1. Origins and early life to 1849
What is known a Samuel's early life comes from Joan Bird,
whose husband, Noel Bird, is a direct descendant of his brother Thomas.
Samuel’s father, also Samuel, married Joice Mills in West Bromwich in 1810.
But all of their children were born in Bilston. Either their parents already
lived there or they moved there on or soon after their marriage. Their nine
children were: Isaiah (1811), Samuel (1814), Mary (1816), Thomas
(1818), Joseph (1820), David (1822), Catherine (1824), John (1826), Hepzibah
Samuel married at some time and had at least one child, a son, Herbert,
who took over the London Iron Trade Exchange on his father's death on the 24th
May 1881. But nothing else is currently known about his family life.
W. K. V. Gale says that "in his early days was in business as a chemist
and druggist in the neighbouring town of Wolverhampton. The term ‘chemist’
was used loosely at the time, and chemists were often drysalters as well.
From this it is but a short step to the trade of oil merchant, and it is not
surprising to find that in 1851 (White’s Directory of Staffordshire)

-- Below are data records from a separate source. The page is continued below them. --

PR #24, opened 2020-05-25
tickets/DM-24862

fred3m:
Update to latest proxmin and scarlet.


python/lsst/meas/extensions/scarlet/deblend.py
```diff
@@ -39,14 +39,20 @@
...
-from .blend import LsstBlend, checkBlendConvergence
-from .observation import LsstFrame, LsstObservation
 
 __all__ = ["deblend", "ScarletDeblendConfig", "ScarletDeblendTask"]
 
 logger = lsst.log.Log.getLogger("meas.deblender.deblend")
 
 
+def _checkBlendConvergence(blend, f_rel):
+    """Check whether or not a blend has converged
```
taranu, line 49: Needs numpy docs for args and returns (even if they're fairly straightforward)

python/lsst/meas/extensions/scarlet/source.py
```diff
@@ -101,12 +143,11 @@ def initSource(frame, peak, observation, bbox,
     ----------
     frame : `LsstFrame`
         The model frame for the scene
-    peak : `PeakRecord`
-        Record for a peak in the parent `PeakCatalog`
-    observation : `LsstObservation`
-        The images, psfs, etc, of the observed data.
-    bbox : `lsst.geom.Box2I`
-        The bounding box of the parent footprint.
+    center : `tuple`
```
taranu: You could put `tuple` [`float`]. I'm not sure if numpydoc allows specifying the length exactly though.

python/lsst/meas/extensions/scarlet/source.py
```diff
@@ -115,45 +156,85 @@ def initSource(frame, peak, observation, bbox,
...
         each pixel in the initialization
-    components : int
-        The number of components for the source.
-        If `components=0` then a `PointSource` model is used.
+    maxComponents : int
+        The maximum number of components in a source.
+        If a source fails to initialize with `maxComponents` then it
+        will continue to subtract one from the number of components
+        until it reaches zero (which fits a point source).
+        If a point source cannot be fit then the source is skipped.
```
taranu, line 165: The docstring for fallback implies that this will only happen if fallback = True, so you should probably mention that here.

python/lsst/meas/extensions/scarlet/source.py
```diff
@@ -115,45 +156,85 @@ def initSource(frame, peak, observation, bbox,
...
+        If `edgeDistance` is `None` then the edge check is ignored.
+    shifting : bool
+        Whether or not to fit the position of a source.
+        This is an expensive operation and is typically only used when
+        a source is on the edge of the detector.
+    downgrade : bool
+        Whether or not to decrease the number of components for sources
+        with small bounding boxes. For example, a source with no flux
+        outside of its 16x16 box is unlikely to be resolved enough
+        for multiple components, so a single source can be used.
```
taranu, line 180: Maybe just explicitly state how downgrade lowers maxcomponents? You can explain the logic in a Notes section.

python/lsst/meas/extensions/scarlet/source.py
```diff
@@ -115,45 +156,85 @@ def initSource(frame, peak, observation, bbox,
...
         try:
             source = MultiComponentSource(frame, center, observation, symmetric=symmetric,
                                           monotonic=monotonic, thresh=thresh, shifting=shifting)
             if (np.any([np.any(np.isnan(c.sed)) for c in source.components])
                     or np.any([np.all(c.sed <= 0) for c in source.components])
                     or np.any([np.any(~np.isfinite(c.morph)) for c in source.components])):
-                logger.warning("Could not initialize")
-                raise ValueError("Could not initialize source")
-            if hasEdgeFlux(source, edgeDistance):
+                msg = "Could not initlialize source at {} with {} components".format(center, maxComponents)
```
taranu: initialize

python/lsst/meas/extensions/scarlet/source.py
```diff
@@ -247,7 +323,29 @@ def modelToHeavy(source, filters, xy0=Point2I(), observation=None, dtype=np.floa
...
     """
     if observation is not None:
-        model = observation.render(source.get_model()).astype(dtype)
+        # We want to convolve the model with the observed PSF,
+        # which means we need to grow the model box by the PSF to
+        # account for all of the flux after convolution.
+        # FYI: The `scarlet.Box` class implements the `&` operator
+        # to take the intersection of two boxes.
+
+        # Get the PSF size and radii to grow the
```
taranu: ... to grow the box by?

python/lsst/meas/extensions/scarlet/source.py
```diff
@@ -247,7 +323,29 @@ def modelToHeavy(source, filters, xy0=Point2I(), observation=None, dtype=np.floa
...
+        bbox = Box(shape, origin=origin)
+        # Only use the portion of the convolved model that fits in the image
+        overlap = bbox & source.model_frame
+        # Load the full multiband model in the larger box
+        model = source.model_to_frame(overlap)
+        # Convolve the model with the PSF in each band
+        # Always use a real space convolution to limit artifacts
+        model = observation.convolve(model, convolution_type="real").astype(dtype)
+        # Update xy0 with the origin of the sources box
+        xy0 = Point2I(overlap.origin[-1]+xy0.x, overlap.origin[-2]+xy0.y)
```
taranu: The style guide says + and - should have spaces, so I'd suggest staying consistent with that (there are spaces just above).

taranu (commented):
Looks fine; I just have minor suggestions/fixes.

python/lsst/meas/extensions/scarlet/deblend.py
fred3m: I don't think this is true for private methods. It's certainly common practice to not include arguments and parameters for private methods and the only place this is mentioned in the dev guid is

```
def _private(self):
        """Do something internally.

        By default private members are not included in the HTML docs either.

        Notes
        -----
        Private members are any methods or attributes that start with an
        underscore and are *not* special. By default they are not included in
        the output.

        However, you should still provide docstrings for private members to
        document code for internal developers.
        """
        pass
```

Looking at the other method in that section (https://developer.lsst.io/python/numpydoc.html#complete-example-module) I feel like this implies that docstrings are needed but in a case where the parameters are obvious we don't need to be so verbose. But if you can find somewhere that says otherwise...

python/lsst/meas/extensions/scarlet/source.py
fred3m: I don't want to be too explicit because the exact implementation might change over time and I don't want the docs and the code to get out of sync.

Griffiths was a ‘merchant and factor’ in Wolverhampton, with a trade in oil,
tallow and grease".
Of this period in his life, W. H. Jones says:
Samuel Griffiths was a native of Bilston, and at one time established
works there for the manufacture of oil and grease for colliery
proprietors and ironmasters, who used the oil to lubricate their
machinery. Not content with this, he became a metal broker on the
Exchange, and an ironmaster, employing a large number of hands. It was
in this capacity he made his talents felt, and, pushing himself forward,
formed a ring among fellows like himself, and to "raise the wind," as he
said, he dealt largely in accommodation bills. By these means he
surrounded himself with every luxury. He built a large house, called the
Whitmoreans Hall, where he lived for some few years."
His early career as a druggist and chemist, and his ability as a
publicist, is evidenced by his remarkable pamphlet The Public & The
Medical Men, which was produced in 1849.